Molecule Mfr-Owned Independent Skeptical SAT Visual Failure Mode
Omeprazole 14% 38% 48%
Mfr (14%)Ind (38%)Skp (48%)
Buried Evidence
Lisinopril 22% 52% 26%
Mfr (22%)Ind (52%)Skp (26%)
Misattributed
Atorvastatin 45% 45% 10%
Mfr (45%)Ind (45%)Skp (10%)
✓ Healthy
Amoxicillin 8% 82% 10%
Mfr (8%)Ind (82%)Skp (10%)
Absent
Metformin 12% 33% 55%
Mfr (12%)Ind (33%)Skp (55%)
Buried Evidence
Ibuprofen 65% 20% 15%
Mfr (65%)Ind (20%)Skp (15%)
Over-Saturated
What to do about it

Three things every evidence-based business needs to do now

The findings are specific to pharma. The implications are not. Any business whose credibility depends on being cited in a clinical answer, a technical recommendation, a procurement decision is potentially exposed to the same structural problem. The retrieval layer doesn’t care how good your evidence is if it can’t find it, read it, or trust who it came from.

  1. 01
    Address your Data Silos

    If your best evidence lives behind a login, a PDF, or a gated portal, it does not exist in the model’s answer. Content built for human consumption in closed systems is invisible to the retrieval layer. For pharma, this means working within MLR compliance to liberate approved clinical data into open, structured, machine-readable formats. For everyone else, the constraint is usually organisational inertia. The fix is the same either way.

  2. 02
    Publish for the Model, then the Human

    Clarity, structured data, and unambiguous attribution are no longer just good content practice. They are the conditions for being cited at all. Your clinical evidence, technical claims, and authoritative content need to be semantically rich enough for an LLM to parse, trust, and reproduce accurately.

  3. 03
    Audit and Deprecate Legacy Web Estates

    Stale pages, superseded claims, and legacy branding from acquisitions and rebrands are actively working against you. The model doesn’t know your corporate history. It just finds the page. Run a SAT audit, identify what’s poisoning your information posture, and remove it.

A note on truth

SAT does not measure whether the model’s answer is clinically correct. It measures whose authority the model relied on to construct it. Those are different questions. And in evidence-based fields, the gap between them is where the risk lives.
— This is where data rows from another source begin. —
PR #6365, opened 2023-04-11
Fix typos in troubleshooting.md

DecimalTurn:
Fix typos ~~+ Add reference to go-enry's divergences from Linguist.~~

### DIFF
--- a/docs/troubleshooting.md
+++ b/docs/troubleshooting.md
@@ -21,8 +21,8 @@ If you have not made any changes to your repository in a while, you may find pus
 ## My C/C++/Objective-C `.h` header file is detected as the wrong language
 
 Correctly detecting the language for the C-family `.h` header files is tough because Linguist detects the languages of files in isolation when analysing repositories and these header files, especially the smaller ones, can be used across all three languages without using any language-specific content.
-To try and reduce the number of false positives and keep some degree of predicatability for users, Linguist will assume all `.h` header files are C by default and will only identify a file as C++ or Objective-C if the content matches the specific heuristic for that language.
-This will mean you will need to implement an [override](/docs/overrides.md) for some of your header files if you wish for them to be classified as C++ or Objective-C if they do no contain language-specific content.
+To try and reduce the number of false positives and keep some degree of predictability for users, Linguist will assume all `.h` header files are C by default and will only identify a file as C++ or Objective-C if the content matches the specific heuristic for that language.
+This will mean you will need to implement an [override](/docs/overrides.md) for some of your header files if you wish for them to be classified as C++ or Objective-C if they do not contain language-specific content.
 
 ## My repository isn't showing my language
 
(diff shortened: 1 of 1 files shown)


docs/troubleshooting.md
```diff
@@ -70,4 +70,4 @@ Grammars will only be updated in patch releases if the patch release is specific
 
 Note: New languages will not appear in GitHub's search results for some time after the pull request has been merged and the new Linguist release deployed to GitHub.com.
 This is because GitHub's search uses [go-enry](https://github.com/go-enry/go-enry) for language detection which tends to lag behind Linguist by a few weeks to months.
-This in turn requires an update to the underlying search code once go-enry is inline with Linguist.
+This in turn requires an update to the underlying search code once go-enry is inline with Linguist (See also go-enry's list of [divergences from Linguist](https://github.com/go-enry/go-enry#divergences-from-linguist)).
```
Alhadis, line 73: I'm not sure this is relevant enough to Linguist to warrant inundating readers with the gory details of portability differences between various regular expression engines. Keep in mind, most users perusing this document are probably in a rush, so they're more likely to expect missing details to be included in pages linked to from a troubleshooting answer.

Alhadis (changes requested):

docs/troubleshooting.md
DecimalTurn: Maybe there is too many elements in that list that won't be relevant to most people,  but I think there should be at least a mention that go-enry doesn't support `linguist-language` overrides in the `.gitattrubutes`.

I know that I was confused about this multiple time until I discovered that in the list of divergences.

It's especially weird when you click on a language featured in the language stats bar and code search tells you there is no files with that language in the project :/

Alhadis: > It's especially weird when you click on a language featured in the language stats bar and code search tells you there is no files with that language in the project :/

Wait, so *that's* the culprit behind all those flaky, confusing code-listings seen when clicking certain languages in project stat-bars? 😕 Finally, I now know where years of [“missing” INI files](https://github.com/search?q=repo%3AAlhadis%2F.files++language%3AINI&type=code) went in my dotfiles repository…

> but I think there should be at least a mention that go-enry doesn't support `linguist-language` overrides in the `.gitattributes`

This would be more suited to a separate troubleshooting entry explaining why some files aren't being listed when filtering by language (ideally after the [_“My repository is detected as the wrong language”_](https://github.com/github/linguist/blob/9b53b4b0450194fb7990bda3823d982ccb7bd9b3/docs/troubleshooting.md#my-repository-is-detected-as-the-wrong-language) entry). Such an addition warrants its own PR, however.

In the mean time, we should avoid repeating ourselves; this troubleshooting entry already includes a link to the [`go-enry`](https://github.com/go-enry/go-enry) repository; users can find their own way to the [_“Divergences from Linguist”_](https://github.com/go-enry/go-enry#divergences-from-linguist) section if they so choose to.

Alhadis (approved):

lildude (approved):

For future iterations of this study, or if you are thinking of running it yourself, I recommend establishing a clinical baseline using a purpose-built medical LLM — OpenEvidence or a comparable tool trained specifically on peer-reviewed literature — as the reference standard. Not to define truth, but to give the retrieval layer something to be measured against. A frontier model citing the right evidence for the wrong reasons is still a problem. A medical LLM gives you a more defensible benchmark for what good looks like.